Trends are important! Again, going down is better than going up (with the important exception that lower gas prices encourages consumption and increased consumption increases greenhouse gas emissions which exacerbates the long-term warming trend the planet is experiencing at a moment when we really need to be pushing those emissions back down but that is a longer conversation for another day). But “lower than a year ago” is a different message than “lower than a year ago, a point at which gas prices were near a 7-year high.”

Using data from the Energy Information Administration, we can look at the annual distribution of gas prices over the past 32 years. You can see that the 2022 prices have generally ranged a lot higher than they are now and that prices now are about where they were at the 2021 peak. You can also see, interestingly, that prices are within the same range they often were the last time President Biden had a White House job — as Barack Obama’s VP.

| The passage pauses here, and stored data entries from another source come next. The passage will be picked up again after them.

PR #1059, opened 2020-02-24
chore: migration from Travis CI to Github Actions

YoDaMa:


.github/workflows/nodejs.yml
```diff
@@ -0,0 +1,24 @@
+name: Node.js CI
+
+on: [push]
```
mcollina: this needs to be on pr as well.

.github/workflows/nodejs.yml
```diff
@@ -0,0 +1,26 @@
+name: Node.js CI
+
+on: [pull_request]
```
mcollina: This should include push as well.

.github/workflows/nodejs.yml
```diff
@@ -0,0 +1,26 @@
...
+      uses: actions/setup-node@v1
+      with:
+        node-version: ${{ matrix.node-version }}
+    - run: npm install
+    - run: npm run build --if-present
+      if: always()
+    - run: npm test
+      env:
+        CI: true
+        DEBUG: mqttjs*
```
mcollina: The debug statement should likely be removed before landing

package.json
```diff
@@ -22,13 +22,13 @@
...
   "scripts": {
-    "test": "node_modules/.bin/istanbul cover ./node_modules/mocha/bin/_mocha --report lcovonly --",
+    "test": "node_modules/.bin/nyc --reporter=lcov --reporter=text-summary ./node_modules/mocha/bin/_mocha",
     "pretest": "standard | snazzy",
     "tslint": "if [[ \"`node -v`\" != \"v4.3.2\" ]]; then tslint types/**/*.d.ts; fi",
     "typescript-compile-test": "tsc -p test/typescript/tsconfig.json",
     "typescript-compile-execute": "node test/typescript/*.js",
     "typescript-test": "npm run typescript-compile-test && npm run typescript-compile-execute",
-    "browser-build": "rimraf dist/ && mkdirp dist/ && browserify mqtt.js -s mqtt > dist/mqtt.js && uglifyjs < dist/mqtt.js > dist/mqtt.min.js",
+    "browser-build": "rimraf dist/ && mkdirp dist/ && webpack",
```
mcollina: Is this change needed for this PR? Maybe we should focus on the browser on the next PR.

test/abstract_client.js
```diff
@@ -2394,7 +2404,10 @@ module.exports = function (server, config) {
       function check () {
         if (serverPublished && clientCalledBack) {
           client.end()
+          debug('calling done')
           done()
+        } else {
+          debug('serverPublished %s and clientCalledBack %s', serverPublished, clientCalledBack)
         }
```
mcollina: I would not include debug statements in tests. Why were they added?

test/client.js
```diff
@@ -114,6 +115,9 @@ function buildServer (fastFlag) {
 server = buildServer().listen(port)
 
 describe('MqttClient', function () {
+  before(function (done) {
+    setTimeout(done, 10) // essentially set a 100ms buffer between each test
```
mcollina: Why is this needed? The overarching problem is that:

1. there is a shared broker. We should likely remove it.
2. there are a load of setTimeout or intervals both in the tests and in the code. This make the test suite very brittle

.github/workflows/nodejs.yml
YoDaMa: @mcollina on: [push, pull_request] will create redundant builds in the Github Actions. The result will be that every time a push is made on a PR, instead of just the tests running once they will all be run twice. See for instance: https://github.com/mqttjs/MQTT.js/actions/runs/44644983

test/client.js
YoDaMa: @mcollina I am seeing in the tests that oftentimes the results of one test bleed over into another test causing the test suite to fail when individual tests will succeed. This was an attempt to alleviate some of the issues of this bleed over.

package.json
YoDaMa: I can remove this from the PR, but it is broken so the Github Actions will fail.

test/abstract_client.js
YoDaMa: will remove.

mcollina:
push is needed because otherwise it won’t run on master.

Please avoid landing things when I leave a comment before I reply again, thanks.

YoDaMa:
@mcollina I see what you're saying, however the solution does not make sense to do as an array `[push, pull_request]`. Let me see a workaround for the master build...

Now let’s talk about the Trump figures there.

A common snippet of political rhetoric over the course of the year has been to compare gas prices under Biden unfavorably with prices under Donald Trump. The cause for this is obvious: the midterm election cycle prompted a desire to contrast one party with the other (despite the limited effect that presidents can and do have on gas prices). Even recently, well after the midterms, Trump was sharing memes like these on his Truth Social account.

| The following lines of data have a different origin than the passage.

PR #1060, opened 2020-02-26
refactor: webpack for browserify and nyc for istanbul

YoDaMa:
The decision to switch from browserify to webpack is twofold: 

1) uglify-js is having issues with what looks to be a dependency with ES6 Style Code. 
- The solution to this, removing the dependency of uglify-js, meant looking for an alternative. I considered babel but their plugin, `babel-minify`, is not a stable release yet, so I didn't want to take that on as a dependency. 

2) `webpack` has significantly more traction behind it right now, with 9M weekly downloads to Browserify's 700k. Weekly downloads are not everything but I think indicative. I found `webpack`'s documentation to be easier to follow to configure `minimize` and setting up the proper entry point etc. A good comparison of all JS Bundlers is here: [Choosing the Right JavaScript Bundler in 2020](https://blog.bitsrc.io/choosing-the-right-javascript-bundler-in-2020-f9b1eae0d12b)


YoDaMa:
@RangerMauve if you have thoughts let me know.

RangerMauve:
I've personally had a lot more trouble getting Webpack to play nice in different environments compared to Browserify.

This doesn't seem to be preventing people from choosing to use Browserify to compile this library within their application so it won't make a difference there. 😁

One question: Why the switch from `istanbul` to `nyc`?

YoDaMa:
@RangerMauve good question. 

`nyc` is the new cli tool provided by `istanbuljs`, and essentially the npm package `istanbul` is deprecated. See: https://github.com/gotwarlost/istanbul

package.json
```diff
@@ -103,6 +102,8 @@
     "tslint-config-standard": "^8.0.1",
     "typescript": "^3.2.2",
     "uglify-js": "^3.8.0",
```
anthonyvercolano: >uglify-js": "^3.8.0 [](start = 5, length = 19)

Were you going to remove this?

webpack.config.js
```diff
@@ -0,0 +1,13 @@
...
+  optimization: {
+    minimize: true
+  },
+  mode: 'production',
+  entry: './mqtt.js',
+  output: {
+    filename: 'main.js',
+    path: path.resolve(__dirname, 'dist')
+  }
+}
```
anthonyvercolano: Well the test failures don't have anything to do with the build.  So if that can be fixed you're good to go.

YoDaMa:
closing because after reviewing things I've decided @RangerMauve might be on to something with sticking with Browserify. All the fanfare around Webpack is justified from a web developer perspective creating a bundle with SASS, LESS, SCSS, JPGs, etc... but as this is a node.js project we are not looking at that.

Out of an abundance of generosity we will not dwell on how the middle one compares current conditions to “a year ago.’ Instead, notice the theme about the gas prices: under Trump, gas was “affordable,” under Trump, the price was $2.31 compared to Biden’s $3.91.

This comparison isn’t terrible, even if the figures are sort of random. About a quarter of the weeks that Biden has been president, average national prices have been above $3.91. About a quarter of the weeks that Trump was president, prices were below $2.31.

But there’s an important caveat. More than two-thirds of the weeks that gas prices were that low came in 2020, after the emergence of the coronavirus pandemic crushed travel and, with it, the price of gasoline. There was a ripple of anti-Biden rhetoric shortly before the midterms in which Trump was praised for having gas prices below $2 — which, again, did happen (briefly), at the cost of throwing a wrench into the gears of the economy and seeing hundreds of thousands of people die. Resolving that wrench in the economy, of course, also contributed to the surge in gas prices in 2021 and 2022.

A relatively succinct summary goes like this: Gas prices are down substantially from the high earlier this year. They’re about where they were a year ago — after prices had begun to go up. Weekly average prices remain higher than they were at any point in Trump’s presidency, but, for context, the average price in 2018 (the highest of his presidency) was about 80 percent of the current price. Gas below $2 a gallon would be nice, but it’s not worth closing down most economic activity to achieve it.

A more succinct summary: Gas prices are a land of contrasts. It would be nice if more people admitted that.